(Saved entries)
___

PR #5224, opened 2024-06-10
Added multi prototype loading

TornadoTechnology:
## About PR
The server and client prototype manager now accept the directory list when loading standard prototypes

## Why
It's weird that we only have 1 single folder that we can sub prototypes from by default

### DIFF
--- a/Robust.Client/GameControllerOptions.cs
+++ b/Robust.Client/GameControllerOptions.cs
@@ -1,3 +1,4 @@
+using System.Collections.Generic;
 using Robust.Shared;
 using Robust.Shared.Utility;
 
@@ -54,9 +55,13 @@ namespace Robust.Client
         public ResPath AssemblyDirectory { get; init; } = new(@"/Assemblies/");
 
         /// <summary>
-        ///     Directory to load all prototypes from.
+        ///     Directories to load all prototypes from.
         /// </summary>
-        public ResPath PrototypeDirectory { get; init; } = new(@"/Prototypes/");
+        public HashSet<ResPath> PrototypeDirectories { get; init; } = new()
+        {
+            new("/EnginePrototypes/"),
+            new("/Prototypes")
+        };
 
         /// <summary>
         /// Directory resource path containing window icons to load.
--- a/Robust.Client/Prototypes/ClientPrototypeManager.cs
+++ b/Robust.Client/Prototypes/ClientPrototypeManager.cs
@@ -44,8 +44,11 @@ namespace Robust.Client.Prototypes
 
         public override void LoadDefaultPrototypes(Dictionary<Type, HashSet<string>>? changed = null)
         {
-            LoadDirectory(new("/EnginePrototypes/"), changed: changed);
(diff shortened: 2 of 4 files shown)


PJB3005:
What is the use case for this? Why do you need an extra prototypes directory in content?

deltanedas:
would be *mildly* useful downstream to have say /Resources/DeltaVPrototypes instead of /Resources/Prototypes/DeltaV but then its inconsistent with textures etc so idk

PJB3005:
That really doesn't seem useful enough to warrant the extra complexity this introduces IMO.

TornadoTechnology:
> That really doesn't seem useful enough to warrant the extra complexity this introduces IMO.

Now all prototypes Shared we do not have to make a separate folder with prototypes visible only to the server or client, and also do not add them to the build. Perhaps it will also be convenient to make folders for forks, with completely their own prototypes

PJB3005:
Slight problem with this implementation then at least: content can't actually add more prototype paths with this PR.

TornadoTechnology:
> Slight problem with this implementation then at least: content can't actually add more prototype paths with this PR.

Why?
```cs
using Content.Server._Harmony;
using Robust.Server;
using Robust.Shared.Utility;

namespace Content.Server
{
    internal static class Program
    {
        public static void Main(string[] args)
        {
            Patch.Load();

            var options = new ServerOptions();
            options.PrototypeDirectories.Add(new ResPath("/MyPrototypeDir"));
            
            ContentStart.StartLibrary(args, options);
        }
    }
}
```

deltanedas:
bruh

TornadoTechnology:
xd

PJB3005:
> > Slight problem with this implementation then at least: content can't actually add more prototype paths with this PR.
> 
> Why?

This is not a supported distribution method of the game for SS14 scenarios. If you actually want to be able to use this for an SS14 server, you cannot use this.

TornadoTechnology:
> This is not a supported distribution method of the game for SS14 scenarios. If you actually want to be able to use this for an SS14 server, you cannot use this.

It's not for ss14, it's for OTHER games on this cool engine

Robust.Client/GameControllerOptions.cs
```diff
@@ -54,9 +55,13 @@ public sealed class GameControllerOptions
         public ResPath AssemblyDirectory { get; init; } = new(@"/Assemblies/");
 
         /// <summary>
-        ///     Directory to load all prototypes from.
+        ///     Directories to load all prototypes from.
         /// </summary>
-        public ResPath PrototypeDirectory { get; init; } = new(@"/Prototypes/");
+        public HashSet<ResPath> PrototypeDirectories { get; init; } = new()
+        {
+            new("/EnginePrototypes/"),
```
PJB3005, line 62: Do not include `EnginePrototypes` in this list. These need to remain engine internal so content has no business touching it.

PJB3005 (changes requested):

metalgearsloth:
ping if you come back to it.

PR #5227, opened 2024-06-11
Added separate localization & clean up

TornadoTechnology:
## About PR
Now localization is separate for server and client!

## Media
https://github.com/space-wizards/RobustToolbox/assets/54727692/eecfd2b0-07b8-4178-ba8d-ad3a6b5204a4

## Why
Maybe in the context of SS14 it might be, a bit odd, but in the context of a game engine it's a basic function

## How it works
All the magic happens thanks to the ``LocalizationManager.LoadDefault`` method, it gets the current localization for the server or client from `CVars`, and loads it. Also for ``LocalizationManager.AddFunction`` to work, it returns the loaded CultureInfo.


Robust.Shared/Localization/LocalizationManager.cs
```diff
@@ -337,8 +352,27 @@ public void ReloadLocalizations()
...
 
+        public void SetCulture(CultureInfo culture)
+        {
+            if (HasCulture(culture))
+            {
+                DefaultCulture = culture;
+                return;
+            }
+
+            LoadCulture(culture);
```
ElectroJr: `LoadCulture` only sets the default culture if it is currently null, so shouldn't this method still set it after loading it?

ElectroJr:
> Now localization is separate for server and client!

> Maybe in the context of SS14 it might be, a bit odd, but in the context of a game engine it's a basic function

While this is a necessary part of a full solution and will help with client-side text, note that it doesn't fully fix the client-side localization issue. This is because a lot of the in game text gets resolved by the server into a string using the server's locale, and then that string gets sent to clients. So a lot of the non-UI text that the client will see will still be in another language. A full fix probably requires replacing all of those strings with some kind of struct with the Loc string id & arguments. 

Also, fully supporting client side languages still requires the server to provide the resources for the language, and at least for ss14 I'm not sure how any forks will bother actively maintaining multiple languages.

Robust.Shared/CVars.cs
```diff
@@ -1753,5 +1753,12 @@ protected CVars()
         /// </summary>
         public static readonly CVarDef<bool> LaunchContentBundle =
             CVarDef.Create("launch.content_bundle", false, CVar.CLIENTONLY);
+
+        /*
+         * Localization
+         */
+
+        public static readonly CVarDef<string> CultureName =
```
PJB3005: This CVar is named incorrectly, it should be `LocCultureName`.

PJB3005 (changes requested):
Remove useless formatting changes, they make review harder.

Robust.Shared/Console/Commands/LocalizationCommands.cs
```diff
@@ -0,0 +1,47 @@
...
+namespace Robust.Shared.Console.Commands;
+
+[UsedImplicitly]
+internal sealed class LocalizationSetCulture : LocalizedCommands
+{
+    private const string Name = "localization_set_culture";
+    private const int ArgumentCount = 1;
+
+    public override string Command => Name;
+    public override string Description => "Set DefaultCulture for the client LocalizationManager";
```
PJB3005: Why does this say client? It's defined in shared.

Also this isn't how `LocalizedCommands` works. Ironic for this kind of PR.

Robust.Shared/Console/Commands/LocalizationCommands.cs
```diff
@@ -0,0 +1,47 @@
...
+
+    public override void Execute(IConsoleShell shell, string argStr, string[] args)
+    {
+        if (args.Length != ArgumentCount)
+        {
+            shell.WriteLine(Loc.GetString($"cmd-invalid-arg-number-error"));
+            return;
+        }
+
+        var localization = IoCManager.Resolve<ILocalizationManager>();
```
PJB3005: This needs to be injected via `[Dependency]`.

Robust.Shared/Console/Commands/LocalizationCommands.cs
```diff
@@ -0,0 +1,47 @@
...
+        }
+
+        if (localization.HasCulture(culture))
+        {
+            localization.DefaultCulture = culture;
+            shell.WriteLine($"Loaded culture {culture.Name} set as default");
+            return;
+        }
+
+        shell.WriteLine($"Loaded culture {culture.Name} not found, loading is in progress");
```
PJB3005: You really do not need to log this. Hell on the client this will not be displayed before the next message is.

Robust.Shared/CVars.cs
```diff
@@ -1753,5 +1753,12 @@ protected CVars()
...
+            CVarDef.Create("loc.culture_name", "en-US", CVar.ARCHIVE);
```
ElectroJr: This should  have a subscription that actually changes the default value when the cvar gets set, and the command should probably just change the default locale by setting the cvar. It should probably also be replicated, so the client can know what value the server is using.

Robust.Shared/Console/Commands/LocalizationCommands.cs
```diff
@@ -0,0 +1,47 @@
...
+    public override void Execute(IConsoleShell shell, string argStr, string[] args)
+    {
+        if (args.Length != ArgumentCount)
+        {
+            shell.WriteLine(Loc.GetString($"cmd-invalid-arg-number-error"));
+            return;
+        }
+
+        var localization = IoCManager.Resolve<ILocalizationManager>();
+        var culture = new CultureInfo(args[0]);
```
PJB3005: This needs to catch errors if the user provides an invalid language.

Robust.Shared/Localization/LocalizationManager.cs
```diff
@@ -41,6 +44,18 @@ void IPostInjectInit.PostInject()
             _prototype.PrototypesReloaded += OnPrototypesReloaded;
         }
 
+        public CultureInfo LoadDefault()
+        {
+            var name = _configuration.GetCVar(CVars.CultureName);
+            var culture = new CultureInfo(name);
```
PJB3005: This needs to handle an invalid culture being specified in the config.

Robust.Shared/CVars.cs
ElectroJr: Unless I'm misremembering how server->client replicated cvars work. I know for client->server replicated values the server can differentiate between its own value, and client-side values 

If that is how it works, then the content PR should probably also ensure that the server locale is used as a fallback

Robust.Shared/Console/Commands/LocalizationCommands.cs
```diff
@@ -0,0 +1,47 @@
...
+
+        if (localization.HasCulture(culture))
+        {
+            localization.DefaultCulture = culture;
+            shell.WriteLine($"Loaded culture {culture.Name} set as default");
+            return;
+        }
+
+        shell.WriteLine($"Loaded culture {culture.Name} not found, loading is in progress");
+        localization.LoadCulture(culture); // It's also to set culture as default
```
PJB3005: Uh, `LoadCulture` explicitly does *not* set it as default if something else already is.

PJB3005 (changes requested):

PJB3005:
While this PR does add some fairly innocent convenience methods to `LocalizationManager`, this isn't going to address any of the *actual* issues blocking different languages between client and server, which Electro already covered.

This can be fine for small games on RT, I guess, but for SS14-based games this isn't helping anything.

TornadoTechnology:
> While this PR does add some fairly innocent convenience methods to `LocalizationManager`, this isn't going to address any of the _actual_ issues blocking different languages between client and server, which Electro already covered.
> 
> This can be fine for small games on RT, I guess, but for SS14-based games this isn't helping anything.

It's PR for small games, pls do something!!!!

Robust.Shared/Utility/CultureInfoExtension.cs
```diff
@@ -0,0 +1,11 @@
+﻿using System.Globalization;
+
+namespace Robust.Shared.Utility;
+
+public static class CultureInfoExtension
+{
+    public static bool Equals(this CultureInfo cultureInfo, CultureInfo otherCultureInfo)
+    {
+        return cultureInfo.Name == otherCultureInfo.Name;
+    }
```
PJB3005: `CultureInfo`s are more complicated than this. Overriding a base `Equals` like this is not a correct "equals" check. This function should be called `NameEquals` or something at the very least.

Robust.Shared/Localization/Loc.cs
PJB3005, line 1: 1. Do not do large file formatting changes like this.
2. The changes to this file (to add a static variable) are absolutely not good. If you want to avoid the overhead, get a dependency to `ILocalizationManager`. Do *not* break global state like this.

Robust.Client/Console/Commands/LocalizationCommands.cs
```diff
@@ -0,0 +1,47 @@
...
+internal sealed class LocalizationSetCulture : LocalizedCommands
+{
+    [Dependency] private readonly ILocalizationManager _localization = default!;
+
+    private const string Name = "localization_set_culture";
+    private const int ArgumentCount = 1;
+
+    public override string Command => Name;
+    public override string Description => "Set DefaultCulture for the client LocalizationManager";
+    public override string Help => $"{Name} <cultureName>";
```
PJB3005: These localizations still aren't fixed.

Robust.Client/Console/Commands/LocalizationCommands.cs
```diff
@@ -0,0 +1,47 @@
...
+using Robust.Shared.IoC;
+using Robust.Shared.Localization;
+using Robust.Shared.Utility;
+
+namespace Robust.Client.Console.Commands;
+
+[UsedImplicitly]
+internal sealed class LocalizationSetCulture : LocalizedCommands
+{
+    [Dependency] private readonly ILocalizationManager _localization = default!;
```
PJB3005: You already have access to this via the `LocalizedCommands` field.

Robust.Shared/Utility/CultureInfoHelper.cs
```diff
@@ -0,0 +1,62 @@
...
+
+public static class CultureInfoHelper
+{
+    public static readonly FrozenSet<string> CultureNames = GenerateAllCultureNames();
+
+    /// <exception cref="InvalidCastException"></exception>
+    public static CultureInfo GetCultureInfo(string code)
+    {
+        if (!HasCulture(code))
+            throw new InvalidCastException();
```
PJB3005: This is not the correct exception type to use here. Just remove the check, let the `CultureInfo` constructor throw.

Robust.Shared/Utility/CultureInfoHelper.cs
```diff
@@ -0,0 +1,62 @@
...
+using System.Collections.Generic;
+using System.Diagnostics.CodeAnalysis;
+using System.Globalization;
+using System.Linq;
+
+namespace Robust.Shared.Utility;
+
+public static class CultureInfoHelper
+{
+    public static readonly FrozenSet<string> CultureNames = GenerateAllCultureNames();
```
PJB3005: I am not sure what use it is to cache this large set in the engine like this. This only really feels barely useful for the completions of the command you added.

Robust.Shared/Utility/CultureInfoHelper.cs
PJB3005, line 1: I am unsure about the entire purpose of this file. I would expect it would be best that we used `CultureInfo.GetCultureInfo()` with the option to accept non-existent cultures, for robustness' sake. The game's ability to load localization files on disk shouldn't really be tied to "does the operating system think this language exists."

Robust.Shared/Localization/LocalizationManager.cs
```diff
@@ -353,6 +393,20 @@ public void LoadCulture(CultureInfo culture)
             DefaultCulture ??= culture;
         }
 
+        public List<CultureInfo> GetFoundCultures()
+        {
+            var result = new List<CultureInfo>();
+            foreach (var name in _res.ContentGetDirectoryEntries(new ResPath("/Locale")))
```
PJB3005: Don't hardcode this path.

Robust.Shared/Localization/LocalizationManager.cs
```diff
@@ -337,8 +358,27 @@ public CultureInfo? DefaultCulture
...
+
+        public bool HasCulture(CultureInfo culture)
+        {
+            return _contexts.ContainsKey(culture);
+        }
+
         public void LoadCulture(CultureInfo culture)
         {
+            // Attempting to load an already loaded culture
+            Debug.Assert(!HasCulture(culture));
```
PJB3005: This is a public API, so this should not be an assert that's compiled out on debug.

PJB3005 (dismissed):
I'll fix these issues myself.

Robust.Shared/CVars.cs
PJB3005: The entire point of this API is that it's for non-client-server scenarios right now, so it doesn't (and in fact, can't) be synchronized.

Robust.Shared/Localization/LocalizationManager.cs
```diff
@@ -41,6 +44,24 @@ void IPostInjectInit.PostInject()
...
+        public CultureInfo SetDefaultCulture()
+        {
+            var defaultCode = _configuration.GetCVar(CVars.LocDefaultCultureName);
+            var code = _configuration.GetCVar(CVars.LocCultureName);
+
+            if (!CultureInfoHelper.TryGetCultureInfo(code, out var culture))
+            {
+                // He'll throw out the exception if he can't find a default culture
+                CultureInfoHelper.GetCultureInfo(defaultCode, out culture);
+            }
```
PJB3005: This isn't guarding against "we don't have localization files for this culture", it's guarding against "the OS doesn't know about this culture". This feels like a weird failure mode to account for, when there's a pretty obvious fallback mechanism that should work well enough: just use a non-predefined culture.

TornadoTechnology:
Wow

PR #5228, opened 2024-06-11
Make PvsSystem consider offset and zoom from EyeComponent

geraeumig:
Implemented changes so that `PvsSystem` takes into account `EyeComponent`'s `Offset` and `Zoom` properties when calculating which chunks and entities should be sent to the client.


Robust.Server/GameStates/PvsSystem.Session.cs
```diff
@@ -125,14 +125,17 @@ private void UpdateSession(PvsSession session)
         // Update visibility masks & viewer positions
         // TODO PVS do this before sending state.
         // I,e, we already enumerate over all eyes when computing visible chunks.
-        Span<MapCoordinates> positions = stackalloc MapCoordinates[session.Viewers.Length];
+        Span<(MapCoordinates pos, Vector2? zoom)> positions = stackalloc (MapCoordinates, Vector2?)[session.Viewers.Length];
         int i = 0;
```
metalgearsloth: Isn't it better to just get a Box2 back instead if we're doing this.

geraeumig: Would assume that Box2 is mostly used to represent actual rectangles, somehow using it makes the Chebyshev distance division feel even more awkward.
It would have to remain a span of tuples, as `MapId` still has to be stored in it.

ElectroJr:
Some of the scaling stuff is what `EyeComponent.PvsSize` was meant to be used for, but its kind of flawed and wasn't fully implemented. Do you mind if I push some changes to your branch to just improve that? and then you should just be able to set something like `eye,PvsScale = Math.Max(eye.Zoom.X, eye.Zoom.y)` somewhere in content if you want to change the pvs range.

I wanted to keep eye zoom & eye pvs range separate to avoid uneccesarily changing it & maybe causing light pop in if a player just temporarily zooms in their view for whatever reason.

geraeumig:
Sure, go ahead, would the entity draw range be also influenced by the PvsSize?

ElectroJr:
I changed it to just use a pvs scale float. In principle you should just need to set it to `Math.Max(zoom.x, zoom.y)` and then it should work basically as it did before my changes.

> Sure, go ahead, would the entity draw range be also influenced by the PvsSize?

Nah that's still just controlled by the eye's zoom.

PR #5231, opened 2024-06-11
Remove CompIdx locks

### LINKED ISSUE #5230: CompIdx thread contention
At least that's what I think this is.

image

Ideally we'd just cache it upfront I guess?

metalgearsloth:
So GetComponentState in PVS calls RaiseComponentEvent which in turn calls this. When you start getting a significant number of players it seems to run into lock contention considering every single compstate get will lock this.

Instead we'll just store a FrozenDictionary on ComponentFactory. This reference already exists everywhere we need it + now we replace both a lock and a dictionary for double-win in single-threaded and multi-threaded scenarios.

Resolves https://github.com/space-wizards/RobustToolbox/issues/5230


metalgearsloth:
I am now seeing tests running into static issues which is urgh.

ElectroJr (approved):

PR #5236, opened 2024-06-14
Avoid read lock in `GetEntityQuery`

ElectroJr:
~~Probably causing #5230? At least AFAICT this is the only place were it `Index(Type t)` gets used somewhere were it might be multithreaded.~~ nvm forgot about get state events. But probably still worthwhile even with #5231


metalgearsloth:
https://github.com/space-wizards/RobustToolbox/pull/5231 also uses a frozendictionary instead too.

PR #5237, opened 2024-06-14
Add attempt event for sessionstate

metalgearsloth:


Robust.Server/Player/PlayerManager.cs
```diff
@@ -130,15 +130,19 @@ private void HandlePlayerListReq(MsgPlayerListReq message)
             session.ConnectedTime = DateTime.UtcNow;
             SetStatus(session, SessionStatus.Connected);
 
-            var list = new List<SessionState>();
+            var list = new List<SessionState>(players.Length);
+            var ev = new GetSessionStateAttempt(session);
+            _entityManager.EventBus.RaiseEvent(EventSource.Local, ref ev);
```
PJB3005, line 135: This isn't really simulation logic so using EventBus here doesn't really make a lot of sense. Just use a regular C# event?

Robust.Server/Player/PlayerManager.cs
```diff
@@ -130,15 +130,19 @@ private void HandlePlayerListReq(MsgPlayerListReq message)
...
+
             foreach (var client in players)
             {
                 var info = new SessionState
                 {
                     UserId = client.UserId,
-                    Name = client.Name,
+                    Name = ev.Cancelled ? string.Empty : client.Name,
```
PJB3005, line 142: Isn't this just the player name? It doesn't seem very useful to try to hide this info when player names are just public from the auth API anyways.

Robust.Server/Player/PlayerManager.cs
```diff
@@ -130,15 +130,19 @@ private void HandlePlayerListReq(MsgPlayerListReq message)
...
                     Status = client.Status,
-                    Ping = client.Channel!.Ping
+                    Ping = client.Channel.Ping,
+                    ControlledEntity = EntManager.GetNetEntity(client.AttachedEntity),
```
PJB3005, line 145: Exposing the controlled entity seems very powerful, what use does this have for players?

PJB3005 (changes requested):

PR #5242, opened 2024-06-15
Reduce uses of `IComponentFactory.GetIndex(Type)`

ElectroJr:
This PR updates various `RaiseComponentEvent` and component lifestage methods to reduce the usage of `IComponentFactory.GetIndex()`. Most notably, it should make component removal and `AfterAutoHandleStateEvent` raising somewhat faster by avoiding the frozen dictionary lookup and using `CompIdx.Index<T>` instead.


Robust.Shared/GameObjects/IEntityManager.Components.cs
```diff
@@ -100,7 +100,7 @@ public partial interface IEntityManager
         /// </summary>
         /// <typeparam name="T">The component reference type to remove.</typeparam>
         /// <param name="uid">Entity UID to modify.</param>
-        bool RemoveComponent<T>(EntityUid uid, MetaDataComponent? meta = null);
```
ElectroJr, line 103: Didn't list this as a breaking change, because any code that was calling thing using something other than a component should've already been failing

PR #5475, opened 2024-09-30
Expose GameTitle, WindowIconSet and SplashLogo to content

VasilisThePikachu:
Requirement for upstream ss14 pr


PJB3005 (changes requested):
This should probably be a general purpose API that can expose other info in the resource manifest too, like the window icon set or splash logo.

___

Exercise aim: Find and copy every line in the entries above where the string "loading" occurs.

Exercise solution:
Added multi prototype loading
The server and client prototype manager now accept the directory list when loading standard prototypes
ElectroJr: `LoadCulture` only sets the default culture if it is currently null, so shouldn't this method still set it after loading it?
+        shell.WriteLine($"Loaded culture {culture.Name} not found, loading is in progress");
+        shell.WriteLine($"Loaded culture {culture.Name} not found, loading is in progress");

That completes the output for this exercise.